Two streams of ATO depreciation you can claim against rent: Division 43 (capital works — the building itself, 2.5% straight-line for 40 years if built after 1987) and Division 40 (plant & equipment — fixtures, appliances, blinds, carpets, on a diminishing-value schedule).
This is a ballpark — the ATO requires a registered Quantity Surveyor's report for actual claims. Cost: $400–700, fully deductible. Pays for itself in the first year of claims on most properties built after 1987. If you've held an investment property and never claimed Div 43, you can backdate up to two prior tax years.
Tax depreciation is the ATO's recognition that buildings and fixtures lose value over time. For investment property owners, this means you can claim a deduction against rental income without spending a dollar — the depreciation lowers your taxable income, generating a tax refund at your marginal rate.
For a typical investment property, depreciation can deliver $3,000–$10,000 in deductions per year, depending on age, construction value, and what's in the dwelling. At a 37% marginal tax rate, that's $1,100–$3,700 in actual tax saving.
The building itself depreciates at 2.5% per year, straight-line, over 40 years from construction. Available for buildings constructed after 17 September 1987. The deduction is based on the ORIGINAL construction cost, not the property's purchase price — land excluded.
If you don't know the original build cost, a Quantity Surveyor can estimate it. For metro suburbs, build cost typically runs 35–45% of the total purchase price (the rest is land). A rough rule: $700,000 metro purchase ≈ $280,000 build cost ≈ $7,000/year Div 43 deduction.
Removable items like ovens, dishwashers, blinds, carpets, hot water systems, air conditioning. These depreciate on a diminishing-value basis over their effective life (typically 5–15 years). Year 1 claim is the largest; subsequent years decline.
For new properties, Div 40 can deliver $4,000+ in year 1. For existing properties purchased after 9 May 2017, Div 40 is restricted to assets YOU install yourself — second-hand plant from the previous owner doesn't qualify. New builds get the full benefit.

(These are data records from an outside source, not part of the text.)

PR #170, opened 2021-05-13
`FINAL_LOCATION` in init scripts

### LINKED ISSUE #167: caRepeater init not using `FINAL_LOCATION`
`S99caRepeater@` and `caRepeater.service@` in `modules/ca/src/client/` are being expanded with `INSTALL_BIN` based on `INSTALL_LOCATION` instead of `FINAL_LOCATION`.

mdavidsaver:
Attempt to fix #167

### DIFF
--- a/configure/CONFIG_SITE
+++ b/configure/CONFIG_SITE
@@ -151,6 +151,14 @@ CROSS_WARN=YES
 #  different location then uncomment and set this.
 #INSTALL_LOCATION=<fullpathname>
 
+# The location from which files placed in INSTALL_LOCATION will actually run.
+# This path is compiled into executables, and so should be an absolute.
+#  May be used to achieve the effect of autotools.  eg.
+#   ./configure --prefix=<FINAL_LOCATION>
+#   make DESTDIR=<INSTALL_LOCATION>
+# Defaults to the absolute expansion of $(INSTALL_LOCATION)
+#FINAL_LOCATION=
+
 # Use POSIX thread priority scheduling (if available).
 #  Must be either YES or NO
 USE_POSIX_THREAD_PRIORITY_SCHEDULING = YES
--- a/configure/CONFIG_COMMON
+++ b/configure/CONFIG_COMMON
@@ -71,6 +71,8 @@ INSTALL_DBD                 = $(INSTALL_LOCATION)/dbd
 INSTALL_DB                  = $(INSTALL_LOCATION)/db
 INSTALL_CONFIG              = $(INSTALL_LOCATION)/configure
 
+FINAL_LOCATION = $(shell $(PERL) $(TOOLS)/fullPathName.pl $(INSTALL_LOCATION))
+
 # Directory for OS independant build created files
 COMMON_DIR = ../O.Common
 
--- a/modules/ca/src/client/Makefile
+++ b/modules/ca/src/client/Makefile
@@ -113,7 +113,7 @@ SCRIPTS_Linux = caRepeater.service
 
 EXPAND += S99caRepeater@
 EXPAND += caRepeater.service@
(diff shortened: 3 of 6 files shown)


configure/CONFIG_SITE
```diff
@@ -151,6 +151,11 @@ CROSS_WARN=YES
 #  different location then uncomment and set this.
 #INSTALL_LOCATION=<fullpathname>
 
+# The location from which files placed in INSTALL_LOCATION will actually
+#  be run.  May be different when INSTALL_LOCATION is a temporary staging area.
+#  eg. make INSTALL_LOCATION=/build/1234 FINAL_LOCATION=/usr/lib/epics
+FINAL_LOCATION=$(shell $(PERL) $(TOOLS)/fullPathName.pl $(INSTALL_LOCATION))
```
anjohnson: The `configure/CONFIG_SITE` file contains no other instances of complex default settings, and I'd rather we not introduce any (it's just asking for trouble unnecessarily IMHO). Can you make this a simple commented-out setting like the one above it, and and put the complex version for the default value in the `configure/CONFIG` file using `?=` so that only gets used if the variable hasn't been set here.

The description should say that this must be an absolute path since it won't work otherwise. Using an example of a make run may be confusing, our readers won't all understand the connection between setting variables here and on the `make` command-line, so I'd just leave that line out.

anjohnson (changes requested):
Almost – see inline change request.

configure/CONFIG_SITE
mdavidsaver: > ... put the complex version for the default value in the `configure/CONFIG` file ...

Ok.

> ... the connection between setting variables here and on the `make` command-line ...

I think an example is important.  I guess I need a better one.  I'm hoping to keep it from getting too long, since `CONFIG_SITE` isn't a manual.  How about.

```
# The location from which files placed in INSTALL_LOCATION will actually run.
# This path is compiled into executables, and so should be an absolute.
#  May be used to achieve the effect of autotools.  eg.
#   ./configure --prefix=<FINAL_LOCATION>
#   make DESTDIR=<INSTALL_LOCATION>
# Defaults to the absolute expansion of $(INSTALL_LOCATION)
#FINAL_LOCATION=
```

anjohnson: Mentioning autotools could be even more confusing, you're still thinking like an experienced developer not a graduate student of Physics. Maybe rather than trying to explain why, the comment should just say that this is for building EPICS for a binary distribution package, something like:
```makefile
# Absolute path where EPICS Base will be run from, if external
# software will move it away from INSTALL_LOCATION. This may be
# needed when building packages for binary distributions.
#FINAL_LOCATION = 
```

Related but a different point: Somewhere, maybe in the `configure/CONFIG` file, we ought to have something pointing out that scripts and programs that are used at build-time shouldn't depend on this, since they have to be able to run from `INSTALL_LOCATION` too.

mdavidsaver: I've moved the definition to `CONFIG_COMMON` just after the definition of `INSTALL_LOCATION`.

`FINAL_LOCATION` is a tool for setting up a multi-stage build process.  I know of one graduate student of Physics who did this.  Still, even an expert needs some bread crumbs.  I feel that it is absolutely essential that we provide some translation between our jargon, and something more familiar.  GNU autotools strikes me as being a good common language, and captures the essential information in two lines.

anjohnson: I meant no offense to grad students, but those that do software packaging have different skills than those that are just trying to get EPICS running on their experiment. Anyway I'll accept this, thanks.

anjohnson (approved):

mdavidsaver:
Applied as of 315fb3df693b78ffb13d056d7c35ac6e6a83df29

PR #171, opened 2021-05-13
set SONAME for cross builds

### LINKED ISSUE #169: Cross builds not setting SONAME
While shared libraries are always installed with the `SHRLIB_VERSION` suffix, this is only being used on a couple of host targets where the SONAME is actually being set.

```sh
$ readelf -d lib/linux-x86_64/libCom.so.3.19.0 |grep SONAME
 0x000000000000000e (SONAME)             Library soname: [libCom.so.3.19.0]
$ readelf -d lib/linux-aarch64/libCom.so.3.19.0 |grep SONAME
```

It looks like the `-Wl,-h` is only passed for certain host builds.  Maybe this can move into `configure/os/CONFIG.Common.linuxCommon`?

```make
$ git grep '\-Wl,-h'
configure/os/CONFIG.linux-x86.linux-x86:SHRLIB_LDFLAGS += -Wl,-h$@
configure/os/CONFIG.linux-x86.linux-x86:LOADABLE_SHRLIB_LDFLAGS += -Wl,-h$@
configure/os/CONFIG.solaris-sparc-gnu.solaris-sparc-gnu:SHRLIB_LDFLAGS += -Wl,-z,defs -Wl,-z,text -Wl,-h,$@
configure/os/CONFIG.solaris-sparc-gnu.solaris-sparc-gnu:LOADABLE_SHRLIB_LDFLAGS += -Wl,-z,text -Wl,-h,$@
```

mdavidsaver:
Attempt to fix #169.


anjohnson (approved):
No objections that I can articulate; embedded cross-builds don't create shared libraries anyway, so I can't see where this might cause issues.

The ATO requires a registered Quantity Surveyor (QS) to provide a depreciation schedule for buildings where the original construction date is post-1987 and original cost isn't directly known. Major QS firms include BMT, Washington Brown, and Depreciator.
A QS report costs $400–$700 and is fully tax-deductible. It typically pays for itself in tax savings within the first year of claims. The report is reusable across the entire ownership of the property.
If you've owned an investment property and never claimed depreciation, you can amend up to two prior tax years. The QS report will retroactively calculate what you could have claimed. Many investors discover $5,000–$15,000 in missed deductions on their first QS engagement.